I'll stop here with this description because this is the point that the attached patch fixes.

Maybe we could additionally restructure the code to pass both the transaction handle and the database handle down through the functions and each function opens and closes cursors as it needs. lmdb 0.9.18 had at least one issue with cursors ( www.openldap.org/its/index.cgi/Software Bugs?id=8542 ), so that might be a good idea anyway. Refectoring the cache code is a piece of work tough.

We could also think about updating to a newer lmdb version, but I've not seen any obviously related commit in the upstream repository.
Comment 13 Arvid Requate univentionstaff 2019-10-17 01:16:31 CEST
The central part comes down to this error message:

  mdb_txn_commit: failed: MDB_PAGE_NOTFOUND

So this doesn't come from the mdb_put, which is used in cache_update_master_entry to write the new CacheMasterEntry structure at position 0 of the id2entry subdatabase. That would probably also emit "MDB_NOTFOUND" instead.

Instead it comes in the commit after this put.
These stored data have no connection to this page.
PR #209, opened 2024-02-15
integration: external transfer test w/ permit2 passing

akirillo:
This PR updates the external transfer test to employ the Permit2 pattern by appropriately encoding and signing a `PermitTransferFrom` struct. We do this both in the case of deposit & withdrawal for simplicity, but of course it is only used contract-side for deposits.

Implementing & running this test led to another change, namely that we now use `serde` for serialization of the relevant Permit2 data that must be passed to the contract, which is just the permit nonce, deadline, and signature. Everything else can be gathered from the external transfer struct. This technically limits the Permit2 functionality, one could approve more funds than necessary for transfer, but now we implicitly constrain that the permitted funds must be exactly equal to what is in the external transfer struct.

The reason for this change is binary size - using `serde` in this way led to a smaller binary for the darkpool / darkpool testing contract than the ABI serialization round trip we were invoking before, and smaller even than passing the nonce, deadline, and signature as separate method arguments to `update_wallet` (which clutters the interface, anyway).

All integration tests pass.

### DIFF
--- a/contracts-common/src/solidity.rs
+++ b/contracts-common/src/solidity.rs
@@ -1,0 +1,72 @@
+//! Solidity type definitions used throughout the project
+
+#![allow(missing_docs)]
+
+use alloc::vec::Vec;
+use alloy_sol_types::sol;
+
+// Types & methods from the Permit2 `ISignatureTransfer` interface, taken from https://github.com/Uniswap/permit2/blob/main/src/interfaces/ISignatureTransfer.sol
+sol! {
+    /// The token and amount details for a transfer signed in the permit transfer signature
+    struct TokenPermissions {
+        /// ERC20 token address
+        address token;
+        /// the maximum amount that can be spent
+        uint256 amount;
+    }
+
+    /// The signed permit message for a single token transfer
+    ///
+    /// NOTE: This differs from the `PermitTransferFrom` struct in the `ISignatureTransfer` interface
+    /// in that it includes the `spender` field. This field is signed and thus must be included in the
+    /// EIP-712 hash, but is not included in the Solidity definition of the  `PermitTransferFrom` struct
+    /// (as this field is injected by the Permit2 contract).
+    struct PermitTransferFrom {
+        /// The token permissions for the transfer
+        TokenPermissions permitted;
+        /// The address to which the transfer is made
+        address spender;
+        /// a unique value for every token owner's signature to prevent signature replays
+        uint256 nonce;
+        /// deadline on the permit signature
+        uint256 deadline;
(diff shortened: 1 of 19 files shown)


contracts-common/src/solidity.rs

The documentation says about MDB_PAGE_NOTFOUND:

http://www.lmdb.tech/doc/group__errors.html#gabeb52e4c4be21b329e31c4add1b71926
==============================================================
#define MDB_PAGE_NOTFOUND   (-30797)

Requested page not found - this usually indicates corruption
==============================================================

So something has gone haywire in the DB handling, but apparently it's not on disc, otherwise Philipp's workaround would probably not have made it work again.


If only we could reproduce it live, we could attach with gdb and breakpoint at mdb_page_get, which is the only function in the mdb source code which returns MDB_PAGE_NOTFOUND. Then we could at least get a "bt full" output to see the call stack. There is a compile time macro "MDB_DEBUG" which we could set to 1 to gather audit output, but that's probably nothing you want in production.